Allora, cos’è l’empatia?
L’unica certezza è che nella quotidianità scatta ‘qualcosa’ dentro di sé, difficile da definire.
Compassione, gentilezza, egoismo?
Ciò è descritto da alcune frasi. Una frase di Platone: <sii gentile, perché chiunque tu incontri sta
combattendo una lotta più dura>.
Ma si ritorna sempre ad un punto: non si può ridurre questo sentimento così vasto e indefinibile ad
un mero tornaconto! Risulta ad hoc, invece, una frase di Spinoza: <non deridere, non compiangere,
non disprezzare, ma comprendere le azioni umane>.

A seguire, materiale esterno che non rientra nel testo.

PR #25, opened 2019-12-31
Implement operator logic

cynepco3hahue:
The controller will watch resources:

- `PerformanceProfile`
- `MachineConfigPool`
- `MachineConfig`
- `KubeletConfig`
- `FeatureGate`
- `Tuned`

once the PerformanceProfile created the controller will start to reconcile
and will create all needed resources for performance tuning and it will continue
to save on the desired state of all components, the only way to update resources
owned by the controller is to update the PerformanceProfile resource.

I tried to make the controller less noisy as possible, that the reason why I provided custom predicates for all resources except `PerformanceProfile` it due to the fact that for all other resources we have openshift controllers that can update different fields of these resources.

An additional thing that mentions saying, I changed the scope of `PerformanceProfile` from namespaced to the cluster, because we can not set owner reference on cluster scope resources if the owner will have namespaced scope.

- [X] test creation of all components
- [x] test deletion of all components
- [x] provide unit tests
- [ ] integrate CI with the operator to deploy all components(I believe I will do it under additional PR)
- [ ] provide functional test(I believe I will do it under additional PR)


pkg/controller/performanceprofile/performanceprofile_controller.go
```diff
@@ -140,54 +143,230 @@ func (r *ReconcilePerformanceProfile) Reconcile(request reconcile.Request) (reco
...
+	if performanceProfile.Spec.CPU == nil {
+		return fmt.Errorf("you should provide CPU section")
+	}
+
+	if performanceProfile.Spec.CPU.Isolated == nil {
+		return fmt.Errorf("you should provide isolated CPU set")
+	}
+
+	if performanceProfile.Spec.CPU.NonIsolated == nil {
+		return fmt.Errorf("you should provide non isolated CPU set")
```
fromanirh: Why? I mean, why can't we just compute the non-isolated set by difference? Or do we want to do it in a future PR?

cmd/manager/main.go
```diff
@@ -66,6 +69,14 @@ func main() {
 		os.Exit(1)
 	}
 
+	// we have two namespaces that we need to watch
+	// 1. tuned namespace
+	// 2. None namespace
+	namespaces := []string{
+		components.NamespaceNodeTuningOperator,
+		metav1.NamespaceNone,
```
fromanirh: Could you please add a one-line comment to remind our future selves what "None namespace" means in this context? (e.g. watch all the namespaces, even though IIRC this is not the case)

deploy/crds/performance.openshift.io_v1alpha1_performanceprofile_cr.yaml
```diff
@@ -2,6 +2,18 @@ apiVersion: performance.openshift.io/v1alpha1
 kind: PerformanceProfile
 metadata:
   name: example-performanceprofile
+  namespace: openshift-performance-addon
 spec:
-  # Add fields here
-  size: 3
+  cpu:
+    isolated: "2-3"
+    nonIsolated: "0"
```
fromanirh: Could you please clarify the state of CPU 1? how could it be neither `isolated` nor `nonIsolated`?

yanirq: maybe even add a validation hook on that later on ?

pkg/controller/performanceprofile/performanceprofile_controller.go
cynepco3hahue: @fromanirh welcome back:)
Ok, in general, we can have 3 different workflows under the host:
- OS workflows
- some user application workflows(not the k8s one)
- containers workflows

and for each of these workflows, we can have the different CPU sets (one of the CPU set can be a subset of the other, but we can not precisely calculate values).

For example:
We set `reserved` to 0-3, it means these CPU's will not be used for container workflows, so these CPU's can be used or for OS workflows or for other user application that requires CPU isolation, and now we should separate CPU's that will be used for OS workflows and another user application, so we can now have CPU's 0-1 for OS workflows(`nonIsolated`), that leaves us with additional variable `isolated` that we can set to 2-5, it means that we have CPU's 2-3 for another user application that requires isolated CPU's and CPU's 4-5 for container workloads that requires isolated CPU's.

I hope it was clear enough, give me know if you need some additional information.

BTW, I do not say that we can not optimize it somehow, but for sure it will be part of another PR.

cmd/manager/main.go
cynepco3hahue: done

deploy/crds/performance.openshift.io_v1alpha1_performanceprofile_cr.yaml
cynepco3hahue: it is just example that will be injected under the CSV and does not the real case
regarding validation webhook I left `TODO` - https://github.com/openshift-kni/performance-addon-operators/blob/fd9054e83fef41af7f7683af9255a452dd7bd09e/pkg/controller/performanceprofile/performanceprofile_controller.go#L229

pkg/controller/performanceprofile/performanceprofile_controller.go
davidvossel: > and now we should separate CPU's that will be used for OS workflows and another user application, so we can now have CPU's 0-1 for OS workflows(nonIsolated), that leaves us with additional variable isolated that we can set to 2-5, it means that we have CPU's 2-3 for another user application that requires isolated CPU's and CPU's 4-5 for container workloads that requires isolated CPU's.

It seems like everything can be expressed with ```reserved``` and ```isolated```

example. 8 core machine with 1 reserved isolated core, 1 reserved non-isolated core, and 6 isolated cores for container workloads. 

```
reserved: "0-1"
isolated: "1-7"
```

If you wanted to leave a general cores for container workloads as well, you could do something like this.

```
reserved: "0-1"
isolated: "1-5"
```

That would be 1 isolated core for reserved, 1 non-isolated core for reserved, 4 isolated cores for container workloads, and 2 non-isolated cores for container workloads. 

then non-isolated would be assumed to be "0,6-7" 

would that optimization make sense?

pkg/controller/performanceprofile/performanceprofile_controller.go
```diff
@@ -103,54 +208,225 @@ func (r *ReconcilePerformanceProfile) Reconcile(request reconcile.Request) (reco
...
-					Command: []string{"sleep", "3600"},
-				},
-			},
-		},
+	if err := r.createOrUpdateMachineConfigPool(mcp); err != nil {
+		return err
+	}
+
+	// pause machine config pool
+	if err := r.pauseMachineConfigPool(mcp.Name, true); err != nil {
```
davidvossel: we don't want to issu APIs call every time the reconcile loop pops unless something changes.  We'll need to check to see if modifications are going to occur and only pause/unpause as modifications happen.

Also, this pause/unpause logic seems like it could have a race condition. For example, what guarantees us that the machine config operator sees that we paused a mcp before seeing a new machine config is posted?

deploy/crds/performance.openshift.io_v1alpha1_performanceprofile_cr.yaml
fromanirh: Ack, good enough for me now

pkg/controller/performanceprofile/performanceprofile_controller.go
cynepco3hahue: At first glance, it looks fine. I will give it another thought and will reflect it under the PR :)

deploy/service_account.yaml
```diff
@@ -1,4 +0,0 @@
-apiVersion: v1
```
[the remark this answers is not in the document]
cynepco3hahue: technically it required only for manual deployment(not via OLM), CSV generator does not use service account resources at all. Give me know if you prefer to have it.

hack/clean-deploy.sh
```diff
@@ -32,3 +32,5 @@ spec:
   publisher: Red Hat
   sourceType: grpc
 EOF
+
+$OC_TOOL -n openshift-performance-addon delete csv --all
```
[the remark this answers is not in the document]
cynepco3hahue: done

pkg/controller/performanceprofile/components/consts.go
```diff
@@ -26,5 +28,7 @@ const (
 
 const (
 	// FeatureGateLatencySensetiveName defines the latency sensetive feature gate name
-	FeatureGateLatencySensetiveName = "latency-sensetive"
-)
\ No newline at end of file
+	// TOOD: uncomment once https://bugzilla.redhat.com/show_bug.cgi?id=1788061 fixed
+	// FeatureGateLatencySensetiveName = "latency-sensetive"
+	FeatureGateLatencySensetiveName = "cluster"
```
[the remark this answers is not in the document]
cynepco3hahue: it does not feature set, it the name of the feature gate resource.
The initial idea was to create additional feature gate resource that should enable topology manager(that will be managed by us), but because of the bug, the kubelet controller does not render correct machine config(it uses only default `cluster` feature gate resource)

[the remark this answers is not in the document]
cynepco3hahue: fixed typo

pkg/controller/performanceprofile/performanceprofile_controller.go
```diff
@@ -54,12 +68,103 @@ func add(mgr manager.Manager, r reconcile.Reconciler) error {
...
+			}
+			if e.MetaNew == nil {
+				klog.Error("Update event has no new metadata")
+				return false
+			}
+
+			mcpNew := e.ObjectOld.(*mcov1.MachineConfigPool)
+			mcpOld := e.ObjectNew.(*mcov1.MachineConfigPool)
+
+			mcpNew.Spec.Paused = mcpOld.Spec.Paused
```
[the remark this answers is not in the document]
cynepco3hahue: will add deep copy just to be sure:)

pkg/controller/performanceprofile/performanceprofile_controller.go
```diff
@@ -103,54 +208,225 @@ func (r *ReconcilePerformanceProfile) Reconcile(request reconcile.Request) (reco
...
+			return reconcile.Result{}, nil
+		}
+	}
+
+	// TODO: we need to check if all under performance profiles values != nil
+	// first we need to decide if each of values required and we should move the check into validation webhook
+	// for now let's assume that all parameters needed for assets scrips are required
+	if err := r.verifyPerformanceProfileParameters(instance); err != nil {
+		// we do not want to reconcile again in case of error, because a user will need to update the PerformanceProfile anyway
+		klog.Errorf("failed to reconcile: %v", err)
```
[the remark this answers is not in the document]
cynepco3hahue: Can we leave events and status sections for following PR's, this PR already too big?
Created:
- https://github.com/openshift-kni/performance-addon-operators/issues/29
- https://github.com/openshift-kni/performance-addon-operators/issues/30

pkg/controller/performanceprofile/performanceprofile_controller.go
cynepco3hahue: What do you mean by modifications? Modifications to performance profile resource? We anyway run a very small number of reconciling loops because of our predicates(only when spec or labels was updated, so we really pause only on important modifications).

Regarding the race condition, you are right once we will have `MaxConcurrentReconciles` bigger than one we will have troubles, but to be honest I do not have a good solution for it.
I can lock with the mutex `applyComponents` method, but it the same as running reconcile only with the one thread, and you can not really know if it is an additional update in progress.
For now, I will add a lock, but maybe do you have better ideas?

pkg/controller/performanceprofile/performanceprofile_controller.go
```diff
@@ -103,54 +208,225 @@ func (r *ReconcilePerformanceProfile) Reconcile(request reconcile.Request) (reco
 		return reconcile.Result{}, err
 	}
 
-	// Define a new Pod object
-	pod := newPodForCR(instance)
+	if instance.DeletionTimestamp != nil {
+		// delete components
+		if err := r.deleteComponents(instance); err != nil {
```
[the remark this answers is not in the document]
cynepco3hahue: mm I do not remember that under some operator we waited for the real deletion, but if you insist I can add it.

pkg/controller/performanceprofile/performanceprofile_controller.go
cynepco3hahue: > If you wanted to leave a general cores for container workloads as well, you could do something like this.
> 
> ```
> reserved: "0-1"
> isolated: "1-5"
> ```
> 
> That would be 1 isolated core for reserved, 1 non-isolated core for reserved, 4 isolated cores for container workloads, and 2 non-isolated cores for container workloads.
> 
> then non-isolated would be assumed to be "0,6-7"

On the second though, non-isolated in our context means that these CPUs will hardly be used by the operating system, so it does not good to use them for container workloads, so you still need the non-isolated parameter to specify what part of 0,6-7 will be used for OS workflows.

pkg/controller/performanceprofile/performanceprofile_controller.go
```diff
@@ -103,54 +208,225 @@ func (r *ReconcilePerformanceProfile) Reconcile(request reconcile.Request) (reco
...
-	// Check if this Pod already exists
-	found := &corev1.Pod{}
-	err = r.client.Get(context.TODO(), types.NamespacedName{Name: pod.Name, Namespace: pod.Namespace}, found)
-	if err != nil && errors.IsNotFound(err) {
-		reqLogger.Info("Creating a new Pod", "Pod.Namespace", pod.Namespace, "Pod.Name", pod.Name)
-		err = r.client.Create(context.TODO(), pod)
-		if err != nil {
+	// add finalizer
+	if !hasFinalizer(instance, finalizer) {
+		instance.Finalizers = append(instance.Finalizers, finalizer)
```
slintes: To my best knowledge it's better to update a copy of the instance, for the same reason David mentioned at another place (updating a chached instance from informer is bad)?

pkg/controller/performanceprofile/performanceprofile_controller.go
```diff
@@ -103,54 +208,225 @@ func (r *ReconcilePerformanceProfile) Reconcile(request reconcile.Request) (reco
...
+		if err := r.client.Update(context.TODO(), instance); err != nil {
 			return reconcile.Result{}, err
 		}
 
-		// Pod created successfully - don't requeue
+		// we exit reconcile loop because we will have additional update reconcile
```
slintes: it's not clear to me why we exit here and not go on with processing this instance?

pkg/controller/performanceprofile/performanceprofile_controller.go
```diff
@@ -103,54 +208,225 @@ func (r *ReconcilePerformanceProfile) Reconcile(request reconcile.Request) (reco
...
+	// TODO: we need to update the status
+
 	return reconcile.Result{}, nil
 }
 
-// newPodForCR returns a busybox pod with the same name/namespace as the cr
-func newPodForCR(cr *performancev1alpha1.PerformanceProfile) *corev1.Pod {
-	labels := map[string]string{
-		"app": cr.Name,
+func (r *ReconcilePerformanceProfile) applyComponents(profle *performancev1alpha1.PerformanceProfile) error {
```
slintes: typo in arg name `profile`

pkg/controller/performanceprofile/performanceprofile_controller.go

Non c’è definizione che tenga e propongo una tesi, direi, più scientifica e sintetica.
Un (mio) docente di filosofia del linguaggio (Università Federico II), per spiegare l’origine del
linguaggio, tra tante ipotesi, sostiene quella dei ‘neuroni specchio’ (una classe di neuroni che si attiva,
allo stesso modo, sia quando è il soggetto ad osservare altri fare un’azione, sia quando è il soggetto a
compiere l’azione). Il linguaggio, comunque, è una caratteristica tipicamente umana e il linguaggio
gestuale è da considerarsi la prima forma di comunicazione fra gli uomini e la scoperta dei neuroni
specchio rende l’ipotesi gestuale del linguaggio verosimile.
Ciò che è importante in questo contesto, va al di là del problema del linguaggio al quale, però, è
collegato il tema dell’interazione tra gli uomini, prodotto dello stesso linguaggio: <La capacità di
comprendere gli altri esseri umani è dipendente dalla natura relazionale del comportamento degli
individui, nella misura in cui viene riconosciuto dagli altri. […] recenti evidenze empiriche
suggeriscono che le stesse strutture nervose coinvolte nell’analisi delle sensazioni ed emozioni vissute
in prima persona sono attive anche quando tali emozioni e sensazioni vengono riconosciute negli
altri.>
(Rocco Pititto, “Pensare, parlare, fare; una introduzione alla filosofia del linguaggio”).